Information
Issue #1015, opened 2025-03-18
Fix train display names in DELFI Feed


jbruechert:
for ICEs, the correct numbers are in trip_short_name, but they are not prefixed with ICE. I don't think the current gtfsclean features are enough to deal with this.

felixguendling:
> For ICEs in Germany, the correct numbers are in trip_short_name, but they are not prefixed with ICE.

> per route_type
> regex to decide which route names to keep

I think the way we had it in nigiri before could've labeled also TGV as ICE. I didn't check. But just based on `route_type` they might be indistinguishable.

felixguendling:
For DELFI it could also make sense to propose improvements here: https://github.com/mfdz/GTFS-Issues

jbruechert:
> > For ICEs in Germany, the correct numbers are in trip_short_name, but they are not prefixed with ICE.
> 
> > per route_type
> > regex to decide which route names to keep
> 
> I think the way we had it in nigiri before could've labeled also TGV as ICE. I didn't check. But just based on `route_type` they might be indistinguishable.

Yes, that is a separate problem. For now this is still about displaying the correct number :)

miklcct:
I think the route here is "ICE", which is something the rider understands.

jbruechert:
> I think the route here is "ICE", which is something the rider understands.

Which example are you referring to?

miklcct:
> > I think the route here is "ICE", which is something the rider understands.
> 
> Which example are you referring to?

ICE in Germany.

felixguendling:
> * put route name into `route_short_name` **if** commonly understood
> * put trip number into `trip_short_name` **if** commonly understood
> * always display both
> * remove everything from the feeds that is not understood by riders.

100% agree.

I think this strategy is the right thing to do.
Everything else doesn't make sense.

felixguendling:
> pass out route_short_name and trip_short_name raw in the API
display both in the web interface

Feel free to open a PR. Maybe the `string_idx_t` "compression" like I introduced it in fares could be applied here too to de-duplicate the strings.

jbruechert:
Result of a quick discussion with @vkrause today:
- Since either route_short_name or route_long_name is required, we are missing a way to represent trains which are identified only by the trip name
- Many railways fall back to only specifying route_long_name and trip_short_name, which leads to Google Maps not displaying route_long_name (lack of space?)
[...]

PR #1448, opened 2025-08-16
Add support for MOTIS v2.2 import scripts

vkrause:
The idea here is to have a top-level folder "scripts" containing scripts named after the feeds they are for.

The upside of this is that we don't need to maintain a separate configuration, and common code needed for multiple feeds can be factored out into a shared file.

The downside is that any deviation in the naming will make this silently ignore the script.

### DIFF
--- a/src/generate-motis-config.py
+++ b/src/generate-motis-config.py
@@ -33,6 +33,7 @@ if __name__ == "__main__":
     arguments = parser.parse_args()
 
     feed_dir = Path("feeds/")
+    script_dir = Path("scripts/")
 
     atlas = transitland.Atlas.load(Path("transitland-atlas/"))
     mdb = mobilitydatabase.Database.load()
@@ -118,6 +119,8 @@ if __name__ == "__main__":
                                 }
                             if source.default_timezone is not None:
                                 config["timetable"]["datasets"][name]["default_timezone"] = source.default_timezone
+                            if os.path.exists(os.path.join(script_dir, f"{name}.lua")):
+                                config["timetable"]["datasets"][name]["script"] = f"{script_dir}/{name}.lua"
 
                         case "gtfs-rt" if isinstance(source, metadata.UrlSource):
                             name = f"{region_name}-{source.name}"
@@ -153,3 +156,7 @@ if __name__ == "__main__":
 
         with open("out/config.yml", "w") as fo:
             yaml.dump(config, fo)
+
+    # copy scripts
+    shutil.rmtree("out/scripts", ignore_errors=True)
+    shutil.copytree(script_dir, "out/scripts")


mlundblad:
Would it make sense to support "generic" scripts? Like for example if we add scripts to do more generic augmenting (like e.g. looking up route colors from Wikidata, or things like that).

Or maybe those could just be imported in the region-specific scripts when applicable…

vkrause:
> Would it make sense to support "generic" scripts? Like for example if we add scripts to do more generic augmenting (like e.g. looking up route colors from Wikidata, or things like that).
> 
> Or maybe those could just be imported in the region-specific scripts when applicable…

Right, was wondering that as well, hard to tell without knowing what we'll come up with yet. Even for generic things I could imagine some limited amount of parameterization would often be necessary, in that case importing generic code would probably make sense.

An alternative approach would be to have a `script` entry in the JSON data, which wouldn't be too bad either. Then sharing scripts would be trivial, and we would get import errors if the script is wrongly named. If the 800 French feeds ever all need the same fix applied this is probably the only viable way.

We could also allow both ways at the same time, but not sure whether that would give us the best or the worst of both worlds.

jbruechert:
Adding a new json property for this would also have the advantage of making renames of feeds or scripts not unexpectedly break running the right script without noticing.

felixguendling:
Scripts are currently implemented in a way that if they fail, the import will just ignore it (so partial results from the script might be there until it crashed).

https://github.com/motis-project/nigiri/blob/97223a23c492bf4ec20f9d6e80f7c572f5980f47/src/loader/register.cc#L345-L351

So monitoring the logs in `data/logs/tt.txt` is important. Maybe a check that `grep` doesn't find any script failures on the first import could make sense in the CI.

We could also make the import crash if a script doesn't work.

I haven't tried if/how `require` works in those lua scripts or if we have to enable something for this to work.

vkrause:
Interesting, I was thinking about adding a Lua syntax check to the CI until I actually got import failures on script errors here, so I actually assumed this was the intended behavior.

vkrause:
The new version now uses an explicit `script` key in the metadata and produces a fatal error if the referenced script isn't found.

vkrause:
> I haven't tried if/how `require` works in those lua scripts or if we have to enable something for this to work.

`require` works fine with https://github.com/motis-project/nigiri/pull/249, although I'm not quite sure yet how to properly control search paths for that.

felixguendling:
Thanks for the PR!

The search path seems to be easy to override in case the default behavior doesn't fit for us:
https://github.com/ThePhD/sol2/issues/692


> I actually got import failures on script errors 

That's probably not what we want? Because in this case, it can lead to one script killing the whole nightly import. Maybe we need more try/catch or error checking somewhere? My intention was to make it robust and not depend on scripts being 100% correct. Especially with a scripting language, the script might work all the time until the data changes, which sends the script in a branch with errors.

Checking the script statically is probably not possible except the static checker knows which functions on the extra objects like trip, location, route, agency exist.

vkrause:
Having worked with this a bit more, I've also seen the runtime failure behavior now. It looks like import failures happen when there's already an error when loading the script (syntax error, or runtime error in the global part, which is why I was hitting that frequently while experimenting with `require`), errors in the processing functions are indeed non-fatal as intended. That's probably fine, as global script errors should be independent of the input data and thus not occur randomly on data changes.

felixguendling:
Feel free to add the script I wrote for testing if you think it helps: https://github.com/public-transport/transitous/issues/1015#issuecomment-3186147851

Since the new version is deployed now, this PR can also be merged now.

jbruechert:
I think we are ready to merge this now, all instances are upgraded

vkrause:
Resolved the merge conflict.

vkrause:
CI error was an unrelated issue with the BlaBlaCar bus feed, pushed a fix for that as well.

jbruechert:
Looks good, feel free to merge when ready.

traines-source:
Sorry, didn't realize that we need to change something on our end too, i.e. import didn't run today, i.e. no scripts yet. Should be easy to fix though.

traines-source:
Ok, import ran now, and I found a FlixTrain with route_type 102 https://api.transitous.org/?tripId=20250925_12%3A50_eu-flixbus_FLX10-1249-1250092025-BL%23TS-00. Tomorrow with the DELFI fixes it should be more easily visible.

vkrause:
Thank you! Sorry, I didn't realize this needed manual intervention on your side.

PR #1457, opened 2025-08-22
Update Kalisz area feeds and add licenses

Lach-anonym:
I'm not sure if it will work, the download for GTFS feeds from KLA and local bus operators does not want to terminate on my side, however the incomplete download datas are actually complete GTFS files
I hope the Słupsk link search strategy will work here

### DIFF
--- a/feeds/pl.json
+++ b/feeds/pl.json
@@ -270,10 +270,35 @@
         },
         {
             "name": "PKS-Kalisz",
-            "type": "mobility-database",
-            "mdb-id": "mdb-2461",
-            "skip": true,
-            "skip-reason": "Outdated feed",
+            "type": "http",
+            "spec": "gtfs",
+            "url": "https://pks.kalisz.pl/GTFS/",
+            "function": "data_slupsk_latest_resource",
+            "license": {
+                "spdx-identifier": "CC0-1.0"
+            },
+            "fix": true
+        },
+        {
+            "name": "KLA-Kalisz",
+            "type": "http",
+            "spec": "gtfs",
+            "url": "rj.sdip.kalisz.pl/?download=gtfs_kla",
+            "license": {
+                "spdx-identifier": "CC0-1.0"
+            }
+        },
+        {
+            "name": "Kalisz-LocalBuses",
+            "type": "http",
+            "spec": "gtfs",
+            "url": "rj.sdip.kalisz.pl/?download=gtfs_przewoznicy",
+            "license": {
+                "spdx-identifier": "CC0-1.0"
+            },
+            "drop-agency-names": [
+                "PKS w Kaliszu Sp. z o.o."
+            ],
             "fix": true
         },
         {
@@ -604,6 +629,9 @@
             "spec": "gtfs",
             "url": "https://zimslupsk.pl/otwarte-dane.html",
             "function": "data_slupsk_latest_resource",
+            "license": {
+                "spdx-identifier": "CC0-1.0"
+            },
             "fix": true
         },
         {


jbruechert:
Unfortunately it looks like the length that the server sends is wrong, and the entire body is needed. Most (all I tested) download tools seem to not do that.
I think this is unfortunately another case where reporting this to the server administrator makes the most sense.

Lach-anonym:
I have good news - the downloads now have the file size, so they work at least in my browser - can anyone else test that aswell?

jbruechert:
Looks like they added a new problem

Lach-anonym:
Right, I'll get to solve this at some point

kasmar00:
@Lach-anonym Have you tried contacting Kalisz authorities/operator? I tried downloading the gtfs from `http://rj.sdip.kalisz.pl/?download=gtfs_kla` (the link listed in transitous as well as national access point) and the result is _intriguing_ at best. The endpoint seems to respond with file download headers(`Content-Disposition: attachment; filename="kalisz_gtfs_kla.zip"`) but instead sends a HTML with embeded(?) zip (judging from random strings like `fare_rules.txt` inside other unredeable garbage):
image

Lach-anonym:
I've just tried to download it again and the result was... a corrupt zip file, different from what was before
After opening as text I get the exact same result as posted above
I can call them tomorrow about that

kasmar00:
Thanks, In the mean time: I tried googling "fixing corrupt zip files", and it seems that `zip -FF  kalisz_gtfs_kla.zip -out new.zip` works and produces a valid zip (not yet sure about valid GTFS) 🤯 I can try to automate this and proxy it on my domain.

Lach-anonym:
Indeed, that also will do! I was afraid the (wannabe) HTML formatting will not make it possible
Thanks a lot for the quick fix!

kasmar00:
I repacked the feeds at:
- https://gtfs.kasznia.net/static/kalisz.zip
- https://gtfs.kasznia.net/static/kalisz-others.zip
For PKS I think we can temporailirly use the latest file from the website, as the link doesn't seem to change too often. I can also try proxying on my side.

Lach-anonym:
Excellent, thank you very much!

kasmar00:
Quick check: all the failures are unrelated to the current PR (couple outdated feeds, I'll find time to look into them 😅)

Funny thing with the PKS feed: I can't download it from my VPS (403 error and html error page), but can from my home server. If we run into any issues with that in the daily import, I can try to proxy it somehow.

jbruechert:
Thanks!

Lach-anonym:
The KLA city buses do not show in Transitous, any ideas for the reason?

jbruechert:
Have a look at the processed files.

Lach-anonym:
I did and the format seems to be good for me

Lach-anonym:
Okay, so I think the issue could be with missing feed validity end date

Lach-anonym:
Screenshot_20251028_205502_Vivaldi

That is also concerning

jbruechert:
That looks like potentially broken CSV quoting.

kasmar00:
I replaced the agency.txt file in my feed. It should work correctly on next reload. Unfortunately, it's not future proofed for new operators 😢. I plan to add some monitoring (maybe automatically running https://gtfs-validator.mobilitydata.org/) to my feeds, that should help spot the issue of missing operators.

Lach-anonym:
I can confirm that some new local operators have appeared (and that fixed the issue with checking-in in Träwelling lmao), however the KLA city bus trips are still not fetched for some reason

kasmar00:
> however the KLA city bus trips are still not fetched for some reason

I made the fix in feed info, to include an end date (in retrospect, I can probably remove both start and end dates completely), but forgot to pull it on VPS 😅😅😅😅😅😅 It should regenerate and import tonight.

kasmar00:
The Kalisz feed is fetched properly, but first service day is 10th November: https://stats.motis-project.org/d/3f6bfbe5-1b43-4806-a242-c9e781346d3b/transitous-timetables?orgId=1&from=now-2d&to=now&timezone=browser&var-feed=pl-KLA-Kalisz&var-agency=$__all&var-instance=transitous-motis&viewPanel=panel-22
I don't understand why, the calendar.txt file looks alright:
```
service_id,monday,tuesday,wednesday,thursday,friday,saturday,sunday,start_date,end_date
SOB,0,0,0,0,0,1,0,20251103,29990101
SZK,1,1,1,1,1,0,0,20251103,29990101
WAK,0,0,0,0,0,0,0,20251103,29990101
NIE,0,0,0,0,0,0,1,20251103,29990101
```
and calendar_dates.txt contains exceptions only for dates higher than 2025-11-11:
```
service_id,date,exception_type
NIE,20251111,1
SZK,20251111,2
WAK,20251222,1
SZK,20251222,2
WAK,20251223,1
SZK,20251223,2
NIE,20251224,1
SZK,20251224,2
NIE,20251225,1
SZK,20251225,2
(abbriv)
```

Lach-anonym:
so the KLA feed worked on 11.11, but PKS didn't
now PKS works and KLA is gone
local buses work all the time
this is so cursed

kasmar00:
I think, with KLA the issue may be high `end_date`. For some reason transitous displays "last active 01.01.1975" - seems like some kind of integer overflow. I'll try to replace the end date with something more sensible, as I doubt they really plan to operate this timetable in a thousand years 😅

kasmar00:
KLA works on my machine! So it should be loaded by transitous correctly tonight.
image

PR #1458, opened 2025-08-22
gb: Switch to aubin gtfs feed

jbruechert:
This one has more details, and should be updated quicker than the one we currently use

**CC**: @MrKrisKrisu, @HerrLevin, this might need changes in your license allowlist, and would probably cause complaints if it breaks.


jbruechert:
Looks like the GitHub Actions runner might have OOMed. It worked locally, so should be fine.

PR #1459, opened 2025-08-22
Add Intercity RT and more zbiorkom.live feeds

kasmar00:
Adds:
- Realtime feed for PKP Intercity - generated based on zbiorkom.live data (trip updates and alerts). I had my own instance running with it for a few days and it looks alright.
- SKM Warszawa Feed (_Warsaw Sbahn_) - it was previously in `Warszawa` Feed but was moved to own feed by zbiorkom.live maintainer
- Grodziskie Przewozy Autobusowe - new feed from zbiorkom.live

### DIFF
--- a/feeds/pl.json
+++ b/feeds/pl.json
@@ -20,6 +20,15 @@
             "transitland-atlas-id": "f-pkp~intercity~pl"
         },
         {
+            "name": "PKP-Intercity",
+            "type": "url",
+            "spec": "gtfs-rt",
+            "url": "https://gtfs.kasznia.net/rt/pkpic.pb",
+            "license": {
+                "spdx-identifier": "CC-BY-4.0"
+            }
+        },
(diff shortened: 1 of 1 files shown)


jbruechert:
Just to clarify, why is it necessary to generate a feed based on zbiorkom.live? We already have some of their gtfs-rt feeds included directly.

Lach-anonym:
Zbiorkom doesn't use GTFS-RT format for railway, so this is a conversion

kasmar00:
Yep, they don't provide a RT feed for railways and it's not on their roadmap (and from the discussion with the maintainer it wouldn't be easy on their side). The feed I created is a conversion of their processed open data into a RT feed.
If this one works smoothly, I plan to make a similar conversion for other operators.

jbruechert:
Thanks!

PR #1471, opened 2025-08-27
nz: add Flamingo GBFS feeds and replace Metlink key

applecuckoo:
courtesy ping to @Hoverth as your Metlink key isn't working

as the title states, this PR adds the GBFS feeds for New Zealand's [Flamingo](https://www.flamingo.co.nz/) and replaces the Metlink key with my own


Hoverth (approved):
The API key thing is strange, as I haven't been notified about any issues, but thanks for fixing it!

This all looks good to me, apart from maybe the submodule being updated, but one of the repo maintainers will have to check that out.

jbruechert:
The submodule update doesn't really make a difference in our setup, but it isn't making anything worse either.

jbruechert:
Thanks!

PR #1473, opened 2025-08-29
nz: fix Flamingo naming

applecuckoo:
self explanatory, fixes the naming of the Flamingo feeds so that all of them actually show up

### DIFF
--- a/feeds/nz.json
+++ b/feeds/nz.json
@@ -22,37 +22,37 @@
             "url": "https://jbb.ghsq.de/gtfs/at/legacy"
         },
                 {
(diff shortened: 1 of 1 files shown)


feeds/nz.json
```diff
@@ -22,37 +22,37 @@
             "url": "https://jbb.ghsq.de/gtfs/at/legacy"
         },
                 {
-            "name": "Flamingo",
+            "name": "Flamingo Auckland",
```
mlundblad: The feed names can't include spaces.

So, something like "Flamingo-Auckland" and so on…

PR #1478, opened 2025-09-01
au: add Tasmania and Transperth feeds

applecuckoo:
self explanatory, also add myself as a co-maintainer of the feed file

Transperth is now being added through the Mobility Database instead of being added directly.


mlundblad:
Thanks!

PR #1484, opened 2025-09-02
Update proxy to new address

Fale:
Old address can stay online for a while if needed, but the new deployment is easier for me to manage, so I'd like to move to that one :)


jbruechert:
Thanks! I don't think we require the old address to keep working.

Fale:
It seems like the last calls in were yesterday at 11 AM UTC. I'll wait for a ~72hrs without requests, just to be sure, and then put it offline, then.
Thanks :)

What needs to be done
Extract every line containing the string "else" from the material.

Written reply
Everything else doesn't make sense.
I have good news - the downloads now have the file size, so they work at least in my browser - can anyone else test that aswell?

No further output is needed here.